How to waste computer memory?

Fri Mar 18 14:22:59 EDT 2016

Steven D'Aprano writes:

> And I don't understand this meme that indexing strings is not
> important.  Have people never (say) taken a slice of a string, or a
> look-ahead, or something similar?
>
> i = mystring.find(":")
> next_char = mystring[i+1]

The point is that O(1) indexing and slicing *can be done* in UTF-8! Once
you've found the byte index of that ':', the next index can be computed
locally.

Here's a UTF-8 string in Julia, with some 2-byte characters. Indexing is
by byte (1-based).

julia> s = "Heinäpaalin kierittäminen turvaköyttä pitkin on ältsin vaikeeta.";

The index of the 'ö' is found in O(n) time, same as you find the ":" in
Python:

julia> search(s, 'ö')
35

There are methods for finding the next valid index, in O(1) time:

julia> nextind(s, 35)
37

julia> next(s, 35)
('ö',37)

The character at a known index is found in O(1) time:

julia> s[37]
'y'

The index of the previous character is found in O(1) time:

julia> prevind(s, 35)
34

The index of the first space after the 'ö' is again found in O(n) time,
just like it would be in Python:

julia> search(s, ' ', 35)
42

The index of the character preceding that space is found in O(1) time;
this one is a two-byte character, so it's not the byte at 41 but at 40:

julia> prevind(s, 42)
40

And slicing involves no search:

julia> s[34:40]
"köyttä"

> # Strip the first and last chars from a string 
> mystring[1:-1]

julia> s[nextind(s, start(s)):prevind(s, endof(s))]
"einäpaalin kierittäminen turvaköyttä pitkin on ältsin vaikeeta"

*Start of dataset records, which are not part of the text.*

Issue #1159, opened 2021-11-02
Estimated hours fields should be non required. 


GauravGusain98:
**Describe the bug**
On the Edit Project and Add Project page, the `total estimated hours` and `monthly estimated hours` are non-required fields but we are getting an error when we leave these fields empty.

TASKS: 
- [x] Make the above-mentioned fields nullable
- [x] Update the `monthly_estimated_hours` column as nullable in database table

**To Reproduce**
NA

**Expected behavior**
The user should be able to leave these fields empty.

**Screenshots**
![image](https://user-images.githubusercontent.com/54376313/139801739-ef0ead6a-629f-4e0c-9603-03f7342f6a45.png)

![image](https://user-images.githubusercontent.com/54376313/139802213-083c6e6c-8f3a-48d4-bcf3-d2c700f29940.png)

**Desktop (please complete the following information):**

**Smartphone (please complete the following information):**

**Additional context**

srivastava-jyoti:
This works fine. Closing.

PR #1161, opened 2021-11-02
non-req-fields

suntwalriya:
Targets #1159 

### Description
On the Edit Project page and Create Project Page, the total estimated hours and monthly estimated hours are non-required fields and these fields can be now left empty.

### Checklist:

### DIFF
--- a/Modules/Project/Database/Migrations/2021_09_09_082632_update_tables_for_effort_tracking.php
+++ b/Modules/Project/Database/Migrations/2021_09_09_082632_update_tables_for_effort_tracking.php
@@ -16,7 +16,7 @@ class UpdateTablesForEffortTracking extends Migration
         Schema::table('projects', function (Blueprint $table) {
             $table->string('type')->after('id')->default(array_keys(config('project.type'))[0]);
             $table->float('total_estimated_hours')->nullable()->after('effort_sheet_url');
-            $table->float('monthly_estimated_hours')->nullable()->after('total_estimated_hours');
+            $table->float('monthly_estimated_hours')->after('total_estimated_hours');
         });
 
         Schema::table('project_resources', function (Blueprint $table) {
--- a/Modules/Project/Database/Migrations/2021_09_09_082632_update_tables_for_effort_tracking.php
+++ b/Modules/Project/Database/Migrations/2021_09_09_082632_update_tables_for_effort_tracking.php
@@ -16,7 +16,7 @@ class UpdateTablesForEffortTracking extends Migration
         Schema::table('projects', function (Blueprint $table) {
             $table->string('type')->after('id')->default(array_keys(config('project.type'))[0]);
             $table->float('total_estimated_hours')->nullable()->after('effort_sheet_url');
-            $table->float('monthly_estimated_hours')->after('total_estimated_hours');
+            $table->float('monthly_estimated_hours')->nullable()->after('total_estimated_hours');
         });
 
         Schema::table('project_resources', function (Blueprint $table) {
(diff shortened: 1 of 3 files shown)


GauravGusain98 (commented):
Looks good. But we also decided to update the Table structure as well. Without that this code will not work as expected.

suntwalriya:
@GauravGusain98 I did that in my local, and it is working fine on my local.

GauravGusain98:
> @GauravGusain98 I did that in my local, and it is working fine on my local.

But we also need to change the structure of the production database. For that, we need the migration file changes. Please add that file in this PR.

Modules/Project/Database/Migrations/2021_09_09_082632_update_tables_for_effort_tracking.php
```diff
@@ -16,7 +16,7 @@ public function up()
         Schema::table('projects', function (Blueprint $table) {
             $table->string('type')->after('id')->default(array_keys(config('project.type'))[0]);
             $table->float('total_estimated_hours')->nullable()->after('effort_sheet_url');
-            $table->float('monthly_estimated_hours')->after('total_estimated_hours');
+            $table->float('monthly_estimated_hours')->nullable()->after('total_estimated_hours');
```
GauravGusain98, line 19: We don't update an existing migration. If we want to change the table structure then we need to create a new migration for those changes. 

This is because the old migrations have already been executed and will not be executed again. So, if we update anything in the old migration then no changes will be reflected.

GauravGusain98 (changes requested):
Please check the comments.

Modules/Project/Database/Migrations/2021_09_09_082632_update_tables_for_effort_tracking.php
suntwalriya: Done!

Modules/Project/Database/Migrations/2021_11_05_105704_make_monthly_estimated_hours_nullable_on_projects_table.php
```diff
@@ -0,0 +1,30 @@
...
+    }
+
+    /**
+     * Reverse the migrations.
+     *
+     * @return void
+     */
+    public function down()
+    {
+        Schema::dropIfExists('monthly_estimated_hours_nullable_on_projects');
```
GauravGusain98, line 28: You should not drop this column on rollback. Instead, change the column to not nullable.

Modules/Project/Database/Migrations/2021_11_05_105704_make_monthly_estimated_hours_nullable_on_projects_table.php
```diff
@@ -0,0 +1,30 @@
...
+class MakeMonthlyEstimatedHoursNullableOnProjectsTable extends Migration
+{
+    /**
+     * Run the migrations.
+     *
+     * @return void
+     */
+    public function up()
+    {
+        Schema::create('monthly_estimated_hours_nullable_on_projects', function (Blueprint $table) {
```
GauravGusain98, line 16:
```suggestion
        Schema::table('monthly_estimated_hours_nullable_on_projects', function (Blueprint $table) {
```

GauravGusain98 (changes requested):
Please check the comments

GauravGusain98:
As per the discussion in the meeting, Please update the code changes. Updating the label to `reviewed`.

suntwalriya:
I made the discussed changes. Please check.

GauravGusain98 (approved):
Looks fine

That's a bit wordy but there's no O(n) search involved.

(I may not know the simplest way to do this in Julia. Or the above may
be the simplest way out of the box. Not sure. And not too worried.)

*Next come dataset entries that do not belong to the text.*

Issue #831, opened 2021-01-13
Option to assign/remove labels to an application


rathorevaibhav:
**Describe the task**
We need to tag applications with labels for easy sorting and finding.

**Expected behavior**
In the application listing screen (both job and internship), there should be an option to add labels to an application.

1. In every row, show a three-dot icon before the applicant name that will open a dropdown. The dropdown will only have one option right now which would be "Assign labels"
2. When clicking on assign labels, it should open a modal that will have the functionality to select/unselect labels as checkbox.
3. On clicking on the save option inside the modal, the page reloads with updated labels for that application.

**References**
Similar to how GitHub allows option to assign/remove labels for an issue/PR.

srivastava-jyoti:
Closing.

PR #1191, opened 2021-11-25
Feature/assign/remove labels

srivastava-jyoti:
Targets #831


Modules/HR/Resources/views/application/render-application-row.blade.php
```diff
@@ -4,6 +4,7 @@
             <a href="/{{ Request::path() }}/{{ $application->id }}/edit"
                 class="mr-1">{{ $application->applicant->name }}
             </a>
+            <button style="outline: none;border: none; background-color: transparent;" title="Assign labels" data-toggle="modal" data-target="#assignlabelsmodal" type="button">{!! file_get_contents(public_path('icons/three-dots-vertical.svg')) !!}</button>
```
P4NK4J, line 7: Can we put the style in SCSS files instead of using inline ?

P4NK4J (commented):
Left a comment, please check.

Modules/HR/Resources/views/application/render-application-row.blade.php
srivastava-jyoti: Okay, will correct it.

resources/sass/app.scss
```diff
@@ -771,6 +771,12 @@ span.total-chart-count{
 .exclamation-icon{
 	color: $theme-red;
 }
+// assigning labels
+.assignlabels{
+	border: none;
+	outline: none; 
+	background-color: transparent;
+}
 // End Custom
```
P4NK4J, line 780: Do we need the comments here? I think it should be obvious with the class name. Also if you could use the Bootstrap classes instead of defining custom CSS, that would be great.

P4NK4J (commented):
Minor comment, let me know your thoughts.

resources/sass/app.scss
srivastava-jyoti: Removed comment. There is no bootstarp class for `border: none` and `background-color: transparent`. So, I have written it explictly.

P4NK4J (approved):
Looks good.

> But I think that for a programming language which may be dealing with
> strings of multiple tens of megabytes in size, I'm skeptical that
> UTF-8 doesn't cause a performance hit for at least some operations.

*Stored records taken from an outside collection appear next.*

PR #1198, opened 2021-11-28
Effortsheet cubejs

AkhileshNegi:
Cube_JS integration to show project monthly billable hours


resources/views/knowledgecafe/library/books/show.blade.php
```diff
@@ -95,6 +95,9 @@
         :user = "{{ auth()->user() }}"
         />
     </div>
+    <div class="mt-3 w-75">
+        <effort-component/>
```
P4NK4J, line 99: @AkhileshNegi Is there any specific use case of using the KnowledgeCafe module in effortsheet integration with Cube.Js? Let me know if I am missing something.

P4NK4J (commented):
Left a comment, please take a look.

resources/views/knowledgecafe/library/books/show.blade.php
AkhileshNegi: @P4NK4J No there isn't. It's a miss from my end, I have reverted changes to it. Thanks

GauravGusain98 (approved):
Looks fine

Possibly. I've never had an unstructured string of such size. Who works
with such?

I am processing hundreds of such text files right now. Thousands. Why
would anyone know the millionth character in any of them? It's just not
meaningful. The meaningful questions involve positions that are already
somehow identified.

>>> It's not the only drawback, either. If you want to know anything
>>> about the characters in the string that you're looking at, you need
>>> to know their codepoints.
>> 
>> Nonsense. That depends on what you want to know about it. You can
>> extract a single character from a string, as a string, without
>> knowing anything about it except what range the first byte is in. You
>> can use this string directly as an index to a hash table containing
>> information such as unicode properties, names, etc.
>
> I don't understand your comment. If I give you the index of the
> character, how do you know where its first byte is? With UTF-8,
> character i can be anywhere between byte i and 4*i.

If you give me the byte index, then the character is at that index.